Find all the functions for which $f(x^{2})-f(y^{2})=(x+y)(f(x)-f(y)):\forall x, y\in\mathbb{R}$

Question

Hey guys I need help on solving the following problem Find all the functions for which : $$f(x^{2})-f(y^{2})=(x+y)(f(x)-f(y)):\forall x, y\in\mathbb{R}$$ I started with taking $x=y$, and there you see that the both sides are equal to $0$, therefore the solution is the function $y=x$, but after that I can't prove that that is the only solution (if it is the only).
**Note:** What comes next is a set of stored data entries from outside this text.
Issue #2318, opened 2023-04-29
Home Page/Features Section: layout is inconsistent


demonGeek:
### Describe the bug

A grid layout is used when there are multiples of 2, 3, or 4 features but for any other number of features (1, 5, 7, 11 etc.) the grid is no longer displayed and each feature uses 100% width.
![6-features](https://user-images.githubusercontent.com/3934839/235317452-f393e41c-3bfc-45f6-852d-f0020d75931e.png)
![5-features](https://user-images.githubusercontent.com/3934839/235317453-7cf1178b-7ffc-4a17-9f13-54c4b7046259.png)

### Reproduction

1. Create a markdown document and set the frontmatter `layout` to `home`.
2. Create a `features` section .
3. Add a feature.
4. View the result.
5. Repeat steps 3-4.

### Expected behavior

Provided the width > 640px, the grid layout should be maintained with each feature occupying the same amount of horizontal space.

### System Info

```sh
System:
    OS: Linux 5.15 Ubuntu 22.04.2 LTS 22.04.2 LTS (Jammy Jellyfish)
    CPU: (8) x64 Intel(R) Core(TM) i7-2600K CPU @ 3.40GHz
    Memory: 8.96 GB / 15.59 GB
    Container: Yes
    Shell: 5.1.16 - /bin/bash
  Binaries:
    Node: 18.12.1 - ~/.nvm/versions/node/v18.12.1/bin/node
    Yarn: 1.22.19 - ~/.nvm/versions/node/v18.12.1/bin/yarn
    npm: 8.19.2 - ~/.nvm/versions/node/v18.12.1/bin/npm
  Browsers:
    Brave Browser: 112.1.50.125
    Chromium: 112.0.5615.49
    Firefox: 112.0.2
  npmPackages:
    vitepress: ^1.0.0-alpha.74 => 1.0.0-alpha.74
```

### Validations

- [X] Check if you're on the [latest VitePress version](https://github.com/vuejs/vitepress/releases/latest).
- [X] Follow our [Code of Conduct](https://vuejs.org/about/coc.html)
- [X] Read the [docs](https://vitepress.dev).
- [X] Check that there isn't already an issue that reports the same bug to avoid creating a duplicate.

brc-dd:
You can adjust it via CSS for now.

PR #2382, opened 2023-05-18
feat(theme): home features section layout consistent

zonemeen:
close https://github.com/vuejs/vitepress/issues/2318

### DIFF
--- a/src/client/theme-default/components/VPFeatures.vue
+++ b/src/client/theme-default/components/VPFeatures.vue
@@ -26,7 +26,7 @@ const grid = computed(() => {
     return 'grid-3'
   } else if (length % 3 === 0) {
     return 'grid-6'
-  } else if (length % 2 === 0) {
+  } else if (length % 2 === 0 || length % 2 === 1) {
     return 'grid-4'
   }
 })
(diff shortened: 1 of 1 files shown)


src/client/theme-default/components/VPFeatures.vue
```diff
@@ -26,7 +26,7 @@ const grid = computed(() => {
     return 'grid-3'
   } else if (length % 3 === 0) {
     return 'grid-6'
-  } else if (length % 2 === 0) {
+  } else if (length % 2 === 0 || length % 2 === 1) {
```
brc-dd, line 29: Just a simple else should work here, right? (as `length % 2 === 0 || length % 2 === 1` will always be true)

```suggestion
  } else {
```

zonemeen:
@brc-dd  And when the length is one, should it be set to `grid-1`? Like this:

image

Otherwise it is like this:

image

I think it is more reasonable to set the style as `grid-1` when the length is one.

brc-dd:
Yeah for length = 1, `grid-1` seems fine.

zonemeen:
Yeah, I have resubmitted the code.😀

brc-dd (approved):

brc-dd:
Removed the grid-1 thing, because there is no CSS corresponding to that -- it is the default behavior. We just need to make sure to not apply grid-4 on that case. Updated the condition accordingly.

Would appreciate some help, thanks.

Answer 1

We suppose $f(0)=0$. With $y=0$ we obtain $f(x^2)=xf(x)$. Thus $$ xf(x)-yf(y)=f(x^2)-f(y^2)=(x+y)(f(x)-f(y))=xf(x)-xf(y)+yf(x)-yf(y)\implies\\ yf(x)=xf(y) $$ for all $x,y\in\mathbb{R}$. With $y=1$ this yields $f(x)=f(1)x$ thus $f$ is of the form $f(x)=cx$ for some constant $c$. We see that whatever the value of $c$ such a function satisfies the equation. If $f(0)\neq 0$, we see that $g(x)=f(x)-f(0)$ still satisfies the equation and $g(0)=0$ so $g(x)=cx$ and thus all solutions are of the form $f(x)=cx+a$ for constants $c$ and $a$.